1 min read
Implementing Hybrid Search in Azure AI Search
Hybrid search combines traditional keyword search with vector similarity search, delivering better retrieval results than either approach alone. Azure AI Search makes implementing hybrid search straightforward.
Understanding Hybrid Search
Keyword search excels at exact matches and rare terms. Vector search captures semantic similarity. Combining them leverages both strengths while mitigating individual weaknesses.
Setting Up the Index
from azure.search.documents.indexes import SearchIndexClient
from azure.search.documents.indexes.models import (
SearchIndex, SearchField, SearchFieldDataType,
VectorSearch, HnswAlgorithmConfiguration, VectorSearchProfile,
SemanticConfiguration, SemanticSearch, SemanticPrioritizedFields,
SemanticField
)
# Define index with vector and keyword fields
index = SearchIndex(
name="hybrid-knowledge-base",
fields=[
SearchField(name="id", type=SearchFieldDataType.String, key=True),
SearchField(name="title", type=SearchFieldDataType.String, searchable=True),
SearchField(name="content", type=SearchFieldDataType.String, searchable=True),
SearchField(
name="content_vector",
type=SearchFieldDataType.Collection(SearchFieldDataType.Single),
searchable=True,
vector_search_dimensions=1536,
vector_search_profile_name="vector-profile"
)
],
vector_search=VectorSearch(
algorithms=[HnswAlgorithmConfiguration(name="hnsw-config")],
profiles=[VectorSearchProfile(name="vector-profile", algorithm_configuration_name="hnsw-config")]
),
semantic_search=SemanticSearch(
configurations=[SemanticConfiguration(
name="semantic-config",
prioritized_fields=SemanticPrioritizedFields(
content_fields=[SemanticField(field_name="content")]
)
)]
)
)
Executing Hybrid Queries
from azure.search.documents import SearchClient
from azure.search.documents.models import VectorizedQuery
def hybrid_search(query: str, query_embedding: list[float], top_k: int = 5):
search_client = SearchClient(endpoint, index_name, credential)

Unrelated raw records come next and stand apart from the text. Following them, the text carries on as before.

PR #868, opened 2017-05-22
Propagate: error-handling and longer wait

ineiti:
Small cleanup

### DIFF
--- a/messaging/propagate.go
+++ b/messaging/propagate.go
@@ -1,6 +1,7 @@
 package messaging
 
 import (
+	"errors"
 	"sync"
 
 	"time"
@@ -73,7 +74,7 @@ type propagationContext interface {
 func NewPropagationFunc(c propagationContext, name string, f PropagationStore) (PropagationFunc, error) {
 	pid, err := c.ProtocolRegister(name, func(n *onet.TreeNodeInstance) (onet.ProtocolInstance, error) {
 		p := &Propagate{
-			sd:               &PropagateSendData{[]byte{}, 1000},
+			sd:               &PropagateSendData{[]byte{}, 100000},
 			TreeNodeInstance: n,
 			received:         0,
 			subtreeCount:     n.TreeNode().SubtreeCount(),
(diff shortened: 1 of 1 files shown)


messaging/propagate.go
```diff
@@ -73,7 +74,7 @@ type propagationContext interface {
 func NewPropagationFunc(c propagationContext, name string, f PropagationStore) (PropagationFunc, error) {
 	pid, err := c.ProtocolRegister(name, func(n *onet.TreeNodeInstance) (onet.ProtocolInstance, error) {
 		p := &Propagate{
-			sd:               &PropagateSendData{[]byte{}, 1000},
+			sd:               &PropagateSendData{[]byte{}, 100000},
```
nikkolasg: Can't this be a global variable ? Looks like a good fit (for once). Otherwise one can add an arguement to take the timeout but i don't think that's necessary. What do you think ?

ineiti: The timeout can be chosen by the caller, but it's not available upon creation of the protocol :( See https://github.com/dedis/cothority/pull/868/files/3d0b2cf919271a2456e5574e87d891cb831e9713#diff-1de3dc5ac1cd86438180ef0429247212R147

So it's variable, but we might have to wait to know what the user wants.

messaging/propagate.go
```diff
@@ -17,6 +18,9 @@ func init() {
 	network.RegisterMessage(PropagateReply{})
 }
 
+// How long to wait before timing out on waiting for the time-out.
+const initialWait = 100000
```
nikkolasg: 1)
> before timing out on waiting for the time-out.

Maybe just `before timeout` ?

2) What do you think about putting that as a exported variable instead ? Just proposing here but IIRC we had so many experiments requirings so many different timeouts because of long setup, overloaded nodes, etc that it may be useful to have it exported. If you don't think so, then I'll merge it like this, I just wanted to raise the point.

ineiti: It jokingly describes the bad behaviour of the protocol: instead of correctly waiting for the chosen timeout by the user, which comes through 
```
type PropagationFunc func(el *onet.Roster, msg network.Message, msec int) (int, error)
```
This is in fact a timeout _before_ the chosen time-out is set. Probably would need to be re-designed, so that it doesn't need to have a hard-coded timeout before waiting for the chosen timeout.

So instead of patching this with an exported variable, I'd keep it like this. It's bad and should be re-designed...

PR #881, opened 2017-05-24
Cisc qrcode implementation

ineiti:
Adds the possibility to print a qrcode of the current cisc-configuration.

### DIFF
--- a/cisc/commands.go
+++ b/cisc/commands.go
@@ -49,7 +49,7 @@ func init() {
 			{
 				Name:    "qrcode",
 				Aliases: []string{"qr"},
-				Usage:   "print out the qrcode of the identity",
+				Usage:   "print out the qrcode of the identity-skipchain and a node for contact",
 				Action:  idQrcode,
 			},
 		},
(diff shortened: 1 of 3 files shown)


cisc/commands.go
```diff
@@ -46,6 +46,12 @@ func init() {
 				Usage:   "check the health of the cothority",
 				Action:  idCheck,
 			},
+			{
+				Name:    "qrcode",
+				Aliases: []string{"qr"},
+				Usage:   "print out the qrcode of the identity",
```
nikkolasg: the identity ? isn't it the configuration ? Or do I misunderstand ?
We should start to have a glossary maybe regarding the different skipchain's usage: "server identity", "configuration", etc

ineiti: good idea - I'll add a README.md to the `identity`-directory.

The QRCode is used to connect a phone to the identity-skipchain. It contains an IP:Port and the skipchain-id where the identity is stored.

nikkolasg: Ok so I would at least put it `the qrcode of the identity skipchain` then.

PR #884, opened 2017-05-24
run_conode improvement

ineiti:
adding wait-flag to run_conode.sh, so it can be used more easily with `screen`.

### DIFF
--- a/conode/run_conode.sh
+++ b/conode/run_conode.sh
@@ -84,7 +84,28 @@ runLocal(){
 		exit 1
 	fi
 	NBR=$1
-	DEBUG=${2:-1}
+	shift
+	WAIT=""
+	DEBUG=1
+	while [ "$1" ]; do
+		case $1 in
+		-update)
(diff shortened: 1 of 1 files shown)


nikkolasg:
I'm sorry but I have trouble understanding the purpose of that change. Why would you want to wait ?

ineiti:
I start having scripts that look like:

```bash
#!/bin/bash
export GOPATH=~
pkill -f conode
screen -S conode -d -m ~/cothority/conode/run_conode.sh local 64 3 -wait
```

vector_query = VectorizedQuery(
vector=query_embedding,
k_nearest_neighbors=top_k,
fields="content_vector"
)
results = search_client.search(
search_text=query, # Keyword search
vector_queries=[vector_query], # Vector search
query_type="semantic",
semantic_configuration_name="semantic-config",
top=top_k
)
return list(results)
Hybrid search with semantic ranking typically improves retrieval relevance by 15-30% compared to vector-only approaches, making it the recommended pattern for production RAG systems.